[Prompt]: Start at the line with "PR #395, opened 2026-08-10" in the records below, stop at the line with "- Tracks real", and return every line in that span exactly, the two end lines included.

Dataset entries:

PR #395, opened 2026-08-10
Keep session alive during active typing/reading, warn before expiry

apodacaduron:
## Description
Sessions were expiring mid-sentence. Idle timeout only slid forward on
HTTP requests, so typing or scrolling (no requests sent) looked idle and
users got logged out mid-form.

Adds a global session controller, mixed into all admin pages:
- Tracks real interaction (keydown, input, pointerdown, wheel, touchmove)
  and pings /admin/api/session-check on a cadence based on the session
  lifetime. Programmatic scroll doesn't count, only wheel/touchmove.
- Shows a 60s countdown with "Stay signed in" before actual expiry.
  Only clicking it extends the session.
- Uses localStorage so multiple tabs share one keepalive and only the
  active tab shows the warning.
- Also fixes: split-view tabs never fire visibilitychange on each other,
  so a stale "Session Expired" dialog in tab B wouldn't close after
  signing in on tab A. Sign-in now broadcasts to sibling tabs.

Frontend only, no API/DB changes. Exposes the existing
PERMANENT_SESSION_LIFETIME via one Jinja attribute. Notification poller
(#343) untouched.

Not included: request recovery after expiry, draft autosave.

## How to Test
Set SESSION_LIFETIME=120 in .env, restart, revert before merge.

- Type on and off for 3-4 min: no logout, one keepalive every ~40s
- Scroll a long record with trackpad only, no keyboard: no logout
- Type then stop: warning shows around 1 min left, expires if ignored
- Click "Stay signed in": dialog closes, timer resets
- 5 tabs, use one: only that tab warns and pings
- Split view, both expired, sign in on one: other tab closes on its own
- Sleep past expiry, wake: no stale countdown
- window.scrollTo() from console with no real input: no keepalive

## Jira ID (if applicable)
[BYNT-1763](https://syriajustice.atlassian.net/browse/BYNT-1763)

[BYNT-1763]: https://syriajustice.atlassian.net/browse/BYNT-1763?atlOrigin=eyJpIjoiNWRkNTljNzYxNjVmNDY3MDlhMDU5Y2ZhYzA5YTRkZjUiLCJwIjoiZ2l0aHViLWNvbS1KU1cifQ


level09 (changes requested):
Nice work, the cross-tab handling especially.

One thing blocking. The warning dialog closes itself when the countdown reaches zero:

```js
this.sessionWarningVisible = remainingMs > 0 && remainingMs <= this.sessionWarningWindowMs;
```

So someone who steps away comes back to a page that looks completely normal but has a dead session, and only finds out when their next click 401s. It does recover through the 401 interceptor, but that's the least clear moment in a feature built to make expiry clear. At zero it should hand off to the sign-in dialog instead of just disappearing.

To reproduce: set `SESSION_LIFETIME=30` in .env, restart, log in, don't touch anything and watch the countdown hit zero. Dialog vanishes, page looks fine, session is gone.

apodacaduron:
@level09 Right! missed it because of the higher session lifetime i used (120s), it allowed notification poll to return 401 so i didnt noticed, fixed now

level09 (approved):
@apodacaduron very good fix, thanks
==
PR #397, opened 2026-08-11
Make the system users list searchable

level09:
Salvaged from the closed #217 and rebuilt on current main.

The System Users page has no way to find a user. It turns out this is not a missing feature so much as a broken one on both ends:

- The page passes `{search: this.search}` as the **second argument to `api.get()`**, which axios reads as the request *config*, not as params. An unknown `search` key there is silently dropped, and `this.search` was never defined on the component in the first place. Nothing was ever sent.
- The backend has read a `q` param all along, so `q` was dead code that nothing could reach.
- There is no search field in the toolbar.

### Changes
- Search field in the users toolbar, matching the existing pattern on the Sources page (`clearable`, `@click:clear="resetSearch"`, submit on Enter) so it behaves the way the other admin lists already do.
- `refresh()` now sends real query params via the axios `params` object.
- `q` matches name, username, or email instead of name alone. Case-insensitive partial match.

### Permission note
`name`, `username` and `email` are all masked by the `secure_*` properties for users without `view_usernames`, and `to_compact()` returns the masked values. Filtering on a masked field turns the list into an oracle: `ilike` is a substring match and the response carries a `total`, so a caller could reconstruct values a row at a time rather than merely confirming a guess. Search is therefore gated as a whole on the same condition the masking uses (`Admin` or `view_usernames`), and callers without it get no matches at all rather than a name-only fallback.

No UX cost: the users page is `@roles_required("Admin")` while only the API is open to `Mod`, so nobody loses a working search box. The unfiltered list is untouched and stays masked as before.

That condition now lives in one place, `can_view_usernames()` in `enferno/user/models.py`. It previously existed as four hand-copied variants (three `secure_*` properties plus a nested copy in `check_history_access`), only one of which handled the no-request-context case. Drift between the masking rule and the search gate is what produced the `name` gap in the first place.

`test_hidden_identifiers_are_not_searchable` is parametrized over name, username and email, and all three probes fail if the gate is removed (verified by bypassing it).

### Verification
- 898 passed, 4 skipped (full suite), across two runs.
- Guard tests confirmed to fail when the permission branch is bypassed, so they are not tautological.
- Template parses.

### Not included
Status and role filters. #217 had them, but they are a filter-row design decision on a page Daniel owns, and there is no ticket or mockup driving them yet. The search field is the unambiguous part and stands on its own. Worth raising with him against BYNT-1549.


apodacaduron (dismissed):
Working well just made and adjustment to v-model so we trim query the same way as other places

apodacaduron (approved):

[Task output]:
PR #395, opened 2026-08-10
Keep session alive during active typing/reading, warn before expiry

apodacaduron:
## Description
Sessions were expiring mid-sentence. Idle timeout only slid forward on
HTTP requests, so typing or scrolling (no requests sent) looked idle and
users got logged out mid-form.

Adds a global session controller, mixed into all admin pages:
- Tracks real interaction (keydown, input, pointerdown, wheel, touchmove)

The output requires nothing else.